But then again, veganism has been changing. Once associated with bland, joyless, hippy-dippy student fare, it’s now cultivating an altogether cooler image.
A-listers like Beyoncé and Jay-Z have been dabbling in it, public figures such as Bill Clinton endorse it, and American food writer Mark Bittman has popularised
the notion of ‘part-time vegan’ through his VB6 (‘vegan before 6PM’) diet. In the UK, the fastest-growing category of meat-free restaurants is raw vegan cafés.
Influential, bestselling cookery writer Isa Chandra Moskowitz was once involved in New York’s punk rock scene, so her recipes have a slightly anarchic,
‘add a bit of this and a dash of that’ quality. This new cookbook is a large, ambitious tome, sumptuously designed and printed on thick, creamy paper
that’s a delight to hold. Recipes are attractively styled and illustrated, with gorgeous photography by Vanessa Rees. Quite frankly, I’ve never seen a
vegan cookbook with such high production values. And the recipes are even more impressive. In her quirky, witty, chatty writing style (you imagine that’s how she speaks), Moskowitz explains how to create vegan ‘cheese’ from cashew nuts and sunflower seeds, add creaminess to soup with puréed cauliflower, and use chickpeas to approximate the taste of tuna.

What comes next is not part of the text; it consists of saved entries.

PR #905, opened 2026-06-04
Fix bug in I2C pin remapping instructions in README

binary1230:
Updated comments for clarity and corrected code for I2C pin remapping.

The original code occasionally failed to remap the 2x I2C pins and which failed i2c communications on ~10% of a batch of 100 boards with CH32V003F4U6 that I just received. both bits have to be set simultaneously, or it seems the remap can fail to take effect.

It must be some kind of manufacturing-batch-specific undefined behavior in certain ch32's, because each chip either consistently worked or consistently failed. it doesn't (it's not like it's flaky after each boot)

I wanted to submit this for initial review. I'm currently verifying this fix on my failed boards, and if everything is good, will give a thumbs up.

I wrote this example originally and got burned in production by my own example code :) What a life

### DIFF
--- a/examples/i2c_slave/README.md
+++ b/examples/i2c_slave/README.md
@@ -34,19 +34,21 @@ Remapping examples:
 // 2 bits [bit 22 and bit 1] of AFIO_PCFR1 register are what control I2C1 pin remapping on ch32v003
 // [high bit, low bit]
 // [I2C1REMAP1, I2C1_RM]
+//
+// Important: always set/clear both bits in a single read-modify-write operation.
+// Two separate writes (one per bit) risk the second read returning stale data on some
+// CH32V003 silicon batches, silently routing I2C to the wrong pins with no other
+// indication of failure.
 
-// [0, 0]				default mapping (SCL on pin PC2, SDA on pin PC1)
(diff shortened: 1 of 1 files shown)


binary1230:
Actually could still be a hardware quirk or, could have been some compiler caching stuff? I may poke around a bit more. This change is still good either way since it's more consistent with how the rest of this repo deals with setting multiple bits at once

binary1230:
sorry for the spam, quick update.

The remap code here might not be the culprit.

I -thought- I had fixed it because my i2c init was working fine when I have the GND+SWIO pin connected to an external esp32 for minichlink (which is how I was testing this fix).  

if I disconnect just the SWIO pin, i2c stops working again.  perhaps it's something to do with the minichlink terminal/printf stuff and exposing some kind of timing bug on my personal ch32 firmware code.

at any rate, the changes here are probably still worth making

cnlohr:
Don't get me wrong, if ordering doesn't matter, then my preference in general would be to do things the way they are on the right, but I don't have a super strong preference either way.

cnlohr:
Yeah, I do like this better.  I'll accept it.

PR #907, opened 2026-06-06
Add vector-free-table example and cleanup ISR setup code.

cnlohr:
1. Add a vector free table example. 
2. Fixup startup assembly.

I tried avoiding t0, to keep the startup registers more consistent, and fix the clobber lists.

This example takes latency from ~558ns in example to 416ns, so, 7 cycles.

NEED TO make sure this doesn't break ch32fun on ch32v305, ch32x035, ch570.


cnlohr:
Tested with rv003usb, and a few other configurations, it seems to be fine.

PR #910, opened 2026-06-11
add status api to ecm example

BogdanTheGeek:
Realised that we mentioned a status api that was actually never ported.
Also investigating some issues when `#define BIG 1` and in general with reliability.


BogdanTheGeek:
got nerdsniped into adding dhcpd so people don't have to set the ip manually

BogdanTheGeek:
@cnlohr I did a quick port from my UIP dhcpd for this, but if you want, I can either build it into sfhip or add it to the repo as a demo?

cnlohr:
@BogdanTheGeek I don't have a strong preference, the DHCP server looks separable enough I don't think I want it in the _main_ `sfhip.h` stack.

PR #912, opened 2026-06-16
Optimize building for ch5xx

monte-monte:
- Remove unneeded package setting for ch5xx
- Fix fallback setting for ch585 clock


cnlohr:
I like this better. Thanks.

PR #913, opened 2026-06-22
Add support for sha1sum back into Makefile for non-Windows os

dwillmore:
In a recent change, the minichlink Makefil changed to useing shasum to generate the file checksums, but Fedora doesn't include that by default--it's unintentionally provided on other Linux OSes through a Perl package.  

Make the script look for shasum or sha1sum on non-Windows platforms and to use that if found.

Changed Windows to use the 'where' command to look for shasum instead of the POSIX 'which' command.


dwillmore:
I was really only worried if the Windows build would pass as that's the least sane environment and I'm not setup to test it.

PR #678, opened 2025-02-26
fix(protocols/minetest): rename ip to address

hjri:
Minetest changed property name in list


CosminPerRam (commented):
Thanks for the fix, please also add a line in the CHANGELOG (if you want to, I could do it), something like this:
`Fix: Minetest - server filtering replace missing field ip with address (By @hjri #678)`

PR #686, opened 2025-04-20
fix(protocols/terraria): add missing maxplayers (and raw) to terraria protocol

GoodDays13:
I noticed that maxplayers was 0 for me and it seems that it wasn't being set.


CosminPerRam (commented):
Thanks for the fix!
Would you like to also add a line in the `CHANGELOG.md` file?
Example of line: 
`* Fix: Terraria - add missing supported maxplayers field (By @GoodDays13 #686)`

CosminPerRam (approved):
Thanks!

PR #710, opened 2025-06-07
fix: ignore cached ports when givenPortOnly is set

### LINKED ISSUE #709: bug: port cache adds extra attempts when using `givenPortOnly`
**Describe the bug**
Even when using the `givenPortOnly` option, extra attemps are added when the port cache is enabled.

**Steps To Reproduce**
Using the latest version, run two queries to the same server back to back with the port cache enabled and `givenPortOnly` set to `true`. The first query needs to pass, the second one needs to fail. The easiest way to enforce this is to use an impossible timeout for the second query. Because the port cache is populated for the second query, it will fail with "Failed all 2 attempts".

```js
import { GameDig } from '../lib/index.js'

await GameDig.query({
  type: 'battlefield3',
  host: '79.235.227.110',
  port: 47200,
  givenPortOnly: true,
  maxRetries: 0,
  socketTimeout: 2000,
  attemptTimeout: 2000,
  debug: true,
}).then((state) => {
  console.log(state)
}).catch((error) => {
  console.log(`Server is offline, error: ${error}`)
})

await GameDig.query({
  type: 'battlefield3',
  host: '79.235.227.110',
  port: 47200,
  givenPortOnly: true,
  maxRetries: 0,
  socketTimeout: 10, // impossible timeout, no (remote) server will respond within 10 milliseconds.
  attemptTimeout: 10,
  debug: true,
}).then((state) => {
  console.log(state)
}).catch((error) => {
  console.log(`Server is offline, error: ${error}`)
})
```

**Expected behavior**
**Only** attempt to query the server on the given port if `givenPortOnly` is `true`.

**Additional context**
I am aware that the port cache can simply be disabled, but I find the current behavior confusing. Getting "Failed all 2 attempts" when I specifically asked GameDig to only make an attempt using the port I pass isn't what I personally would expect.

cetteup:
closes #709


xCausxn:
Will need a changelog item though

xCausxn:
Yeah, just thought I would be explicit as I did send a LGTM :)

CosminPerRam (approved):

There’s an amusing (but informative) chapter on ‘vegan butchery’ in which she demonstrates different ways of cutting tofu and tempeh – ‘vegan meats’ that she makes liberal use of. She also uses vegan supermarket staples generously such as wheat gluten, nutritional yeast flakes, miso, sriracha sauce, agave nectar, almond milk and almond butter. We tried out three recipes, all of which – despite some overly laborious steps – turned out superbly. Chimichurri pumpkin bowl with soba noodles and black beans, and miso-flavoured sweet potato gnocchi with tarragon-laced cashew cream and seared brussels sprouts had suitably ‘look at me’ credentials and delicious, complex flavours. And moreish carrot cake pancakes went down a treat during a weekend brunch with friends. True, by drawing on such varied global flavours, recipes contain far too many ingredients, and some restraint would have been good. They are also more ‘cheffy’ than the author – whose aim is to get you whipping up something quick and tasty after work – would have you believe. However, she does advise on keeping a very well-stocked store cupboard; and the end results are worth the effort. ‘Isa Does It’ is ideal for proficient cooks – vegan or otherwise – who want to take their cooking to another level. For sheer exuberance of design as well as content, this is the best vegan cookbook I have ever seen.